# Your assignment:
Only a single number is expected: how many lines of the data hold the word "actually".

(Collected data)
------------------------------------------------------------

PR #122, opened 2025-03-21
workflows: Tweak oidc auth for codecov once more

jku:
Currently codecov step succeeds in main and in PRs from forks, but fails in PRs from origin. This seems to be a codecov bug but I believe we can tweak the workaround a bit.

* Always run the auth workaround step
* Only try to set the codecov token if OIDC is available

This should mean that:
* PRs from forks will not have auth token: that works fine
* pushes to main will have auth token
* PRs from origin repo will have auth token (even though they should not need it)

### DIFF
--- a/.github/workflows/test.yml
+++ b/.github/workflows/test.yml
@@ -83,8 +83,10 @@ jobs:
       - name: Run Go tests
         run: go test -covermode atomic -coverprofile coverage.txt $(go list ./... | grep -v third_party/)
       - name: Workaround buggy Codecov OIDC auth
-        if: github.event_name == 'push'
         run: |
+          # only set CODECOV_TOKEN if OIDC token is available
+          [ -z $ACTIONS_ID_TOKEN_REQUEST_TOKEN ] && exit 0
+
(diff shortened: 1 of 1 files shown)


jku:
This works in a PR within my fork. If it works in this PR too, both cases are covered.

.github/workflows/test.yml
```diff
@@ -83,8 +83,10 @@ jobs:
       - name: Run Go tests
         run: go test -covermode atomic -coverprofile coverage.txt $(go list ./... | grep -v third_party/)
       - name: Workaround buggy Codecov OIDC auth
-        if: github.event_name == 'push'
         run: |
+          # only set CODECOV_TOKEN if OIDC token is available
+          [ -z $ACTIONS_ID_TOKEN_REQUEST_TOKEN ] && exit 0
```
loosebazooka, line 88: could we do `if: ${{ env.ACTIONS_ID_TOKEN_REQUEST_TOKEN != '' }}`

loosebazooka (approved):
Seems fine, just a minor curiosity

.github/workflows/test.yml
jku: I can try it out, I guess it's a little more visible to users

jku: actually, it doesn't work: I remember now that environment variables are not available in the task conditional.

loosebazooka (approved):

Issue #10, opened 2025-02-24
Add entry verifiers (copy from Rekor v1)


haydentherapper:
**Description**

cmurphy:
This isn't actually needed, we're not signing entries in rekor v2, only checkpoints.

haydentherapper:
@cmurphy I thought this was referring to copying over some interfaces and implementations from https://github.com/sigstore/rekor/tree/main/pkg/pki, which is needed to verify signatures on entries.

If so, I'd suggest we only copy over `x509`, and I'd recommend we split it into two verifiers, certificate verification and public key verification. We can add other signature verifiers as we see fit.

PR #144, opened 2025-03-25
Rework proto defs, add log types

### LINKED ISSUE #145: Create log types that correspond to requests
Add corresponding log entry types for each request type
Also version the types

ex: HashedRekordRequestV0_0_2 -> HashedRekordLogentryV0_0_2 ...

loosebazooka:
- Add version suffixes to all types
- Make dsseEnvelope strongly typed at request time
- Add proto defs for types that are persisted to the log

#### Summary
I thought this would be simply adding versions to types, but I found a few more things to type a little more strictly

fixes #145 

#### Release Note
NONE

#### Documentation
NONE


api/proto/dsse.proto
```diff
@@ -16,16 +16,25 @@ syntax = "proto3";
...
-    repeated Verifier verifier = 2;
+    repeated Verifier verifiers = 2 [(google.api.field_behavior) = REQUIRED];
 }
+
+
+message DSSELogEntryV0_0_2 {
+    // The hash of the dsse payload
+    dev.sigstore.common.v1.HashOutput payloadHash = 2 [(google.api.field_behavior) = REQUIRED];
+    // A collection of all signatures over the payload
+    repeated bytes signatures = 3 [(google.api.field_behavior) = REQUIRED];
```
cmurphy, line 39: I think this needs the verifier too. The old DSSE had that in the persisted object https://github.com/sigstore/rekor/blob/73dba7c07d0747f00119417fc0ff994a393f97b2/pkg/types/dsse/v0.0.1/entry.go#L235-L238

pkg/types/dsse/dsse.go
```diff
@@ -15,23 +15,49 @@
...
 		}
 	}
-	return nil
+
+	if ds.Envelope.Payload == nil {
+		return nil, fmt.Errorf("missing envelope payload")
+	}
+	payloadHash := sha256.Sum256([]byte(ds.Envelope.Payload))
+
+	// TODO: check that signatures can be validated against the provided keys
```
cmurphy, line 44: I'm working on this in https://github.com/sigstore/rekor-tiles/issues/10 in case you haven't seen it

loosebazooka: ah okay cool. I'll mark the TODO with `#10` on it.

api/proto/dsse.proto
```diff
@@ -16,16 +16,26 @@ syntax = "proto3";
...
 // A request to add a dsse entry to the log
-message DSSERequest {
-    // A DSSE envelope (as defined by https://github.com/secure-systems-lab/dsse/blob/master/envelope.proto)
-    // in stringified JSON
-    string envelope = 1 [(google.api.field_behavior) = REQUIRED];
-    // collection of verification material used to verify
-    repeated Verifier verifier = 2;
+message DSSERequestV0_0_2 {
+    // A DSSE envelope
+    io.intoto.Envelope envelope = 1 [(google.api.field_behavior) = REQUIRED];
```
haydentherapper, line 29: [This envelope](https://github.com/sigstore/protobuf-specs/blob/7e4a1adcf03949f345a9f37c62de8a8df8dac128/protos/envelope.proto#L41) includes signatures, so would you want only the payload and payload type?

haydentherapper (commented):
What is the goal of requiring the client to include the mapping between verifier and signature for DSSE, to reduce server complexity?

We currently mandate that the bundle include only one signature for a DSSE - https://github.com/sigstore/protobuf-specs/blob/7e4a1adcf03949f345a9f37c62de8a8df8dac128/protos/sigstore_bundle.proto#L143. I don't think we should enforce the same server-side, to handle private deployments, but then this would require custom clients that can build the verifier-sig mapping, rather than just let the server figure it out.

loosebazooka:
> What is the goal of requiring the client to include the mapping between verifier and signature for DSSE, to reduce server complexity?

Yeah this was actually a bit murky, but it was to ensure that the mapping was provided before doing the weird custom logic in the server to map keys to signatures. It provided some uniformity in the api for signature though.

On thursday we discussed this, I'm basically okay either way, but having non-sigstore clients doing a bunch of work to write dsse to rekor is a valid point (however, it's not that much extra work to do this, they have be aware of the request format anyway). The only thing I see here is if their signer is separate from the rekor client, otherwise they've already parsed the envelope.

loosebazooka (commented):
Rebased and updated tests to reflect log types returned.

api/proto/dsse.proto
```diff
@@ -16,16 +16,26 @@ syntax = "proto3";
...
+    // Signatures and their associated verification material used to verify the payload in the envelope
+    // These should be a direct 1:1 mapping with the signatures provided in the envelope
```
haydentherapper, line 31: Would we err out if there's an unequal number of verifiers and signatures? If not, I might update wording to say that all signatures must be verified using verifiers (so that additional verifiers could be specified and that's not an error)

api/proto/dsse.proto
haydentherapper: LGTM, at the time I was concerned that we would duplicate signatures with a `SignatureAndVerifier` in the request

api/proto/dsse.proto
```diff
@@ -16,16 +16,26 @@ syntax = "proto3";
...
+    repeated Verifier verifiers = 2 [(google.api.field_behavior) = REQUIRED];
+}
+
+
+message DSSELogEntryV0_0_2 {
+    // The hash of the dsse payload
```
haydentherapper, line 37:
```suggestion
    // The hash of the DSSE payload
```

pkg/types/dsse/dsse.go
```diff
@@ -18,67 +18,76 @@ import (
...
 	"github.com/sigstore/rekor-tiles/pkg/pki/x509"
 	"github.com/sigstore/rekor-tiles/pkg/types/verifier"
 	"github.com/sigstore/sigstore/pkg/signature"
 	sigdsse "github.com/sigstore/sigstore/pkg/signature/dsse"
 )
 
-func Validate(ds *pb.DSSERequest) error {
-	if ds.Envelope == "" {
-		return fmt.Errorf("missing envelope")
+func ToLogEntry(ds *pb.DSSERequestV0_0_2) (*pb.DSSELogEntryV0_0_2, error) {
```
haydentherapper, line 37: I think this should be split into two functions, one for proto validity, and one for cryptographic validity, or we need a name that conveys that more clearly.

pkg/types/dsse/dsse.go
```diff
@@ -18,67 +18,76 @@ import (
...
+		},
+		Signatures: signerVerifiers,
+	}, nil
 }
 
 // verifyEnvelope takes in an array of possible key bytes and attempts to parse them as x509 public keys.
 // it then uses these to verify the envelope and makes sure that every signature on the envelope is verified.
-// it returns a map of verifiers indexed by the signature the verifier corresponds to.
+// it returns a list of SignatureAndVerifier mapping each signature in the envelope to a provided verifier
 // Copied from https://github.com/sigstore/rekor/blob/73dba7c07d0747f00119417fc0ff994a393f97b2/pkg/types/dsse/v0.0.1/entry.go#L364-L403
```
haydentherapper, line 80:
```suggestion
// Copied and modified from https://github.com/sigstore/rekor/blob/73dba7c07d0747f00119417fc0ff994a393f97b2/pkg/types/dsse/v0.0.1/entry.go#L364-L403
```

api/proto/hashedrekord.proto
```diff
@@ -23,11 +23,16 @@ import "verifier.proto";
...
-    // A single signature over the hashed data
-    bytes signature = 1 [(google.api.field_behavior) = REQUIRED];
+message HashedRekordRequestV0_0_2 {
     // The hashed data
-    dev.sigstore.common.v1.HashOutput data = 2 [(google.api.field_behavior) = REQUIRED];
-    // A key/cerificate to verify the signature
-    Verifier verifier = 3 [(google.api.field_behavior) = REQUIRED];
+    dev.sigstore.common.v1.HashOutput data = 1 [(google.api.field_behavior) = REQUIRED];
+    // A single signature over the hashed data with the verifier needed to validate it
+    SignatureAndVerifier signature = 2 [(google.api.field_behavior) = REQUIRED];
```
haydentherapper, line 30: Do we want to rename `signature` since it also includes a verifier, here and in the entry?

haydentherapper (commented):
just small comments

pkg/types/dsse/dsse_test.go
```diff
@@ -137,7 +204,7 @@ func TestValidate(t *testing.T) {
 	}
 	for _, test := range tests {
 		t.Run(test.name, func(t *testing.T) {
-			gotErr := Validate(test.dsse)
+			_, gotErr := ToLogEntry(test.dsse)
```
cmurphy, line 207: Do you want to check the converted value here?

docs/openapi/rekor_service.swagger.json
```diff
@@ -512,61 +549,73 @@
...
       "title": "Create a new HashedRekord or DSSE",
       "required": [
-        "hashedRekordRequest",
-        "dsseRequest"
+        "hashedRekordRequestV002",
+        "dsseRequestV002"
       ]
     },
-    "v2DSSERequest": {
+    "v2DSSERequestV0_0_2": {
```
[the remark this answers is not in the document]
loosebazooka: That v2 prefix is the package name, the v2_0_0 is the version of the request type. I guess it reads weird, but its a reference to a type definition within the swagger docs, the package prefix (v2) does not appear in the json. We see the same thing in the [fulcio swagger output](https://github.com/sigstore/fulcio/blob/main/fulcio.swagger.json#L121).

api/proto/hashedrekord.proto
loosebazooka: yeah maybe, our v1 api used
```
signature: {
   content:...
   public_key: {
      content:...
   }
}
```

but yeah we could rename this to `signatureAndVerifier`

loosebazooka: actually I think we can just structure this like
```
signature: {
   content:...
   verifier: {
      content:...
   }
}
```

haydentherapper: I’d be good with that too, I like that over a longer name.

pkg/types/dsse/dsse.go
loosebazooka: Sure? There's a lot of work in validate that is useful to conversion. I could just make the conversion function always call validate before. But logically it seems like we'd be unlikely to call validate and tologentry separately

haydentherapper: I’m not super opinionated on if we should refactor into smaller functions, but this name isn’t conveying that this function does a) validation of request input, b) signature verification, c)converting request to entry. I think we could have each of those as unexported functions (which we can export later if they’d be useful in a library) and then one public function that calls all three.

haydentherapper: I also like this design because we can decide later to add back something like the Entry interface (which is overkill now since we have just two types)

loosebazooka: updated with comment, will followup in #178

cmurphy (approved):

------------------------------------------------------------

# Your solution:
4